Add support for jamba model with Liger Kernel
Summary
Add support for jamba model with Liger Kernel. The following ops can be patched with Liger kernel:
- RMSNorm
- cross_entropy
- swiglu
- lce_forward
Testing Done
- Hardware Type: A100-80G-PCIe
- [x] run
make testto ensure correctness - [x] run
make checkstyleto ensure code style - [x] run
make test-convergenceto ensure convergence
CI is failing, we probably need to set use_mamba_kernels=False in the tests? Or install mamba-ssm in GPU CI
pip install . '[dev]' fails for this PR after mamba-ssm into the dependecies.

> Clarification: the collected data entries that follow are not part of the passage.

PR #903, opened 2020-02-04
Make `perspective-viewer-hypergrid` selection state save/restore compatible

zemeolotu:
This PR makes the `perspective-viewer-hypergrid` selection state save/restore compatible. 

If a row is selected and `save` is called on the `perspective-viewer`, the config returned will have `plugin_config` with the selected row index. Similarly to restore a selection state, you can call `restore` with the selected row index set on the `plugin_config` to set the selection state of the grid e.g.

`viewer.restore({plugin_config: {selected: "row_index"}})`

This PR also binds the `perspective-select` event to the `fin-row-selection-changed` event instead of the `cellClicked` callback. This allows selection events from arrow keys to be captured.
\
selection

### DIFF
--- a/packages/perspective-viewer-hypergrid/src/js/PerspectiveDataModel.js
+++ b/packages/perspective-viewer-hypergrid/src/js/PerspectiveDataModel.js
@@ -175,6 +175,22 @@ export default require("datasaur-local").extend("PerspectiveDataModel", {
         }
     },
 
+    getSelectedRowID() {
+        if (this._grid.selectionModel.hasRowSelections()) {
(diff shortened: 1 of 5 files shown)


timkpaine:
@sc1f is this something that should also be exposed in python?

texodus:
@timkpaine This can't currently be implemented as `save()`/`restore()` in python just serializes the `Widget` state, and `plugin-config` is only calculated when `save()` is called on the `<perspective-viewer>` element itself, e.g. it does not emit change events or re-calculate the `View`.

PR #906, opened 2020-02-05
Bump core-js to v3.6.4 and Babel to 7.8.4

sebinsua:
We should upgrade `core-js@2` to `core-js@3` because the (1) the [next major release of Babel will do so](https://github.com/babel/babel/issues/10746#issuecomment-573401724), and (2) there are [many V8 de-optimizations in `core-js@2` that have been fixed in `core-js@3`](https://github.com/babel/babel/issues/10746#issuecomment-573402372).

**Note**: Half-expecting there to be some kind of build issue, so opening a PR to see what's what.


sebinsua:
@texodus It seems to pass the tests.

Screenshot 2020-02-05 at 14 30 35

package.json
```diff
@@ -17,19 +17,15 @@
         "docs",
         "python/perspective"
     ],
-    "repository": {
-        "type": "git",
-        "url": "https://github.com/finos/perspective"
-    },
```
sebinsua: Something weird about this diff since this is [not where this property is within the current `package.json`](https://github.com/finos/perspective/blob/86cd2c1f9135db586ed0a8f74bea1c7f50759dde/package.json#L3-L6).

texodus:
@sebinsua Thanks for the PR!

I made a [`<perspective-workspace>` chart of the bundle size impact on bl.ocks.org](https://bl.ocks.org/texodus/fd312e621e00edacbd932b754aea4cd8), which shows the impact of this PR on Perspective's bundle size is not significant, but measurable - `perspective.wasm.worker.js`, the WebWorker runtime for the WASM engine, seems particularly badly hit.

Screen Shot 2020-02-05 at 4 48 56 PM

texodus:
Another view of this change via the upcoming `flatten()`

Screen Shot 2020-02-05 at 7 31 06 PM

PR #908, opened 2020-02-06
Remove yarn dependency duplication.

texodus:
Cleans up duplicate `yarn.lock` entries by tightening some dependency ranges, as discussed in #906

### DIFF
--- a/package.json
+++ b/package.json
@@ -11,6 +11,9 @@
             "internal": "Internal"
         }
     },
+    "engines" : {
+        "node" : ">=8.12.0"
+    },
     "workspaces": [
         "packages/*",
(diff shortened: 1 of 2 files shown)


sebinsua:
Btw [there is a useful package to get visibility of this kind of thing and which can automate fixing it](https://github.com/atlassian/yarn-deduplicate). Maybe you've used it before - just mentioning it because it's a lot easier than needing to do this manually.

texodus:
Thanks @sebinsua !  The key thing missing here was a `node.js` version constraint to our dev dependencies, as emscripten and our Docker runtimes are somewhat inflexibly tied to 8.x

PR #911, opened 2020-02-08
Fix bug where `perspective-viewer` doesn't resize

zemeolotu:


packages/perspective-viewer/src/js/viewer/dom_element.js
```diff
@@ -308,7 +308,7 @@ export class DomElement extends PerspectiveElement {
                     this._persisted_side_panel_width = this._side_panel.style.width;
                     this._side_panel.style.width = old || "";
                     app.classList.add("columns_horizontal");
-                    return true;
+                    return false;
```
texodus: This was supposed to return `false` because `_pre_resize()` above it itself calls `this.plugin.resize()` [here](https://github.com/finos/perspective/blob/8fc6672861ed0fa9f521edb2dd4af62f6370ac55/packages/perspective-viewer/src/js/viewer/action_element.js#L75), thus preventing resize logic form being applied twice.  Clearly that's not working correctly but I believe returning `true` here will render the plugin twice?

texodus:
Thanks for the PR!  I believe this is fixed in #914

packages/perspective-viewer/src/js/viewer/dom_element.js
zemeolotu: Gotcha, however `pre_resize()` isn't actually called in that block. Is the right fix to just call `pre_resize` then?

texodus:
Thank for the PR!  I misread this in review, apologies!

PR #917, opened 2020-02-11
Upgrade Apache Arrow to 0.16.0

sc1f:
This PR upgrades our dependency on [Apache Arrow](https://arrow.apache.org/release/0.16.0.html) to version `0.16.0`. Docker images will need to be rebuilt for this patch to pass CI.


timkpaine:
@sc1f can you delete the requirements files? I dont think we use them anymore (requirements are inlined in the setup.py)

texodus:
Thanks for the PR!

Discussed offline, it is not possible to upgrade until the from-source builds of `Arrow` for our docker builds are removed, which I've been told is not possible itself.  Hence, let's close this and re-visit when there is a working `pyarrow` to build on Azure.

PR #920, opened 2020-02-12
Adds test coverage reporting for`@finos/perspective`

texodus:
Due to poor interplay between Webpack and Puppeteer, this will unfortunately only work for `@finos/perspective` for now, but better this than nothing!  In order to get meaningful module name reporting here, I've also gone ahead and removed the `perspective.node.js` webpack step entirely, and `node` part of this module now references the babel output directly.

[Example here](https://dev.azure.com/finosfoundation/perspective/_build/results?buildId=32&view=codecoverage-tab)

Also removes the FINOS/Operating badge from `README.md`, as it links to an access-restricted (dead?) Confluence page.


packages/perspective-workspace/src/js/workspace/workspace.js
```diff
@@ -411,15 +411,16 @@ export class PerspectiveWorkspace extends DiscreteSplitPanel {
             await widget.toggleConfig();
         }
 
+        this.detailPanel.close();
```
zemeolotu: I think this will introduce a bug, where the detail panel is closed when there's already a global filter widget

texodus: Sorry, this was a commit from another PR.  Good measure we have code review!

The reason is that mamba-ssm has a bug in its setup.py that makes it not PEP 517 compliant(basically torch, packaging, wheel has to be installed before pip install mamba-ssm runs, otherwise it complains no module found error). Similar situation applies to causal-conv1d.
There are fixes done on both repo, but never gets merged in or released:
- https://github.com/state-spaces/mamba/pull/402#issuecomment-2283915089
- https://github.com/Dao-AILab/causal-conv1d/pull/26
My current solution is to comment out the tests until the above issues are fixed. However, I have run the convergence test locally. Any other suggestion is highly welcomed.
No activities for a long time. Closing this PR. Feel free to create a new PR if there are progress. Thanks!